In other words, I think it’s a weird thing, but I don’t think it’s exactly supernatural. I think it’s just that we pick up on a lot of information from other people that we make use of without exactly realizing it and this, like I said, just gives you a framework for letting all that information come at you while you make meaning out of it intentionally instead of passively, if that makes sense.
I use my own variation on the Celtic Cross spread, which a lot of folks use, and I have a nice 21 card spread I like a lot, which looks very similar to the one used by the card reader in the painting here.
But I want to talk about not just this painting, but the whole series of paintings of this woman that Harry Herman Roseland did, which you can view over at Mary K. Greer’s excellent tarot blog. Because when I saw them all in a group like that, stuff started jumping out at me that I don’t think I’d have picked up on if I’d just been looking at one painting.
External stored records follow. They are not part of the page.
PR #7086, opened 2026-08-02
fix(levm): perform the EIP-8272 native write on every path into the predeploy

AnkushinDaniil:
`RECENT_ROOT_ADDRESS` carries no runtime bytecode, so the 64-byte `salt || root` write is executed natively. That native handler was only reachable from the CALL opcode: a transaction sent straight to the predeploy took the codeless-recipient fast path in `execute()` and succeeded without writing anything, which makes it impossible for a root source to publish a root the ordinary way.

Three parts:

- `is_simple_transfer_fast_path` excludes the predeploy, so the call reaches `run_execution`.
- `run_execution` dispatches a top-level call into the predeploy to the native write, next to the precompile branch, and records the address as BAL-touched.
- The write reports `gas_limit - gas_remaining` rather than the bare write cost, so intrinsic gas is included. Reporting only `RECENT_ROOT_WRITE_GAS` undercharged the transaction by exactly its intrinsic gas and produced a block-level access-list balance mismatch.

Verified on a Nethermind/ethrex devnet: after this change a root written through a plain transaction commits the same entry hash under the same storage key on both clients, and the block carrying it has the same hash.

There is no unit coverage here because levm has no in-crate VM harness to drive a top-level transaction, so the coverage is cross-client instead: two scenarios on a two-client devnet, one writing a root through a plain transaction and one through an EIP-8141 SENDER frame targeting the predeploy. Both compare the receipt, the block hash, the state root and the block-level access-list hash between the clients, and both fail without this change.

A fourth change rides along, and it is a separate defect from the native write. When an EIP-7906 assertion discards the body, the transaction-level log set was truncated but the per-frame receipt logs were left in place, so the header bloom committed to logs the receipt no longer carried. `frame_results` now drops them too. Found by inspection while reading the unroll path, not by an observed divergence, and there is no unit coverage for it, so it is the part most worth a second opinion.

### DIFF
--- a/crates/vm/levm/src/vm.rs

Because, I think, if you just look at one painting, it’s easy enough to get caught up in the intimacy of the reader and the person being read for. Look at how they both lean over the cards, their heads curved in towards each other. The African-American woman is the one with the power, with the literacy to read the cards in a way the white woman can’t. It seems like the Black woman has control of the situation because they seem to be in her house, on her turf.
But when you see them all together like that, other things start to jump out, like the disparity in their social standing. The white women all have on very lovely clothes and the Black woman is dressed in work clothes. Look at how in every single painting, her knitting is close by, in one case, we can see it on her lap. These white women have literally interrupted her work. (Though, I think Greer is right in the comments that we can’t overlook the symbolism of having a woman who works with yarn reading people’s fortunes.) Also, look how many of them keep their hats on, as if, for them, they are still in a potentially public space. And the parasols! Look at how they point towards the reader in so many pictures, reaffirming that no matter what kind of intimacy we might think we’re seeing, there are some strong and potentially violent barriers between them.
I also think it’s interesting that the white women are almost always higher up in the picture, still literally above the reader. But it’s not as if the white women aren’t also in precarious positions. You might stop and see a fortune teller at a fair on a whim, but once you’ve taken the trouble to go to someone’s house (and I think that the fact that the white women are almost always pictured in pairs is not just indicative of it being problematic for them to be out in public alone, but also that they were doing something abnormal for them and wanted moral support), it’s usually about a level of desperation, of needing guidance or an edge in whatever.
It’s easy to imagine that these women are there inquiring about matters of the heart, or whether they will have children, but it’s easy also to loose sight of how important it was for women at that time to be able to do those things, in order to have social security. It might be weird to call it a feminist act, but I look at these paintings and I see a kind of proto-feminist act–women working together, through secret knowledge we don’t see shared with men, to make their lives a little easier to navigate.
I wonder, too, if we aren’t seeing the card reading as a way to mitigate the racial reasons the reader would not be able to present herself as telling the white women something they don’t know; they can maintain a fiction that it’s not her giving advice and passing along wisdom. She’s reading the cards. In one painting, she’s even consulting with a book. And this gives the white women a framework through which they can actually hear from a black woman and take what she says to heart.
As a reader, that’s something I’ve enjoyed, even if I couldn’t articulate it–the ability to speak with authority and be taken seriously, even when it might seem in other circumstances that I couldn’t know what I was talking about
I sometimes think that’s what appeals to me about blogging, too.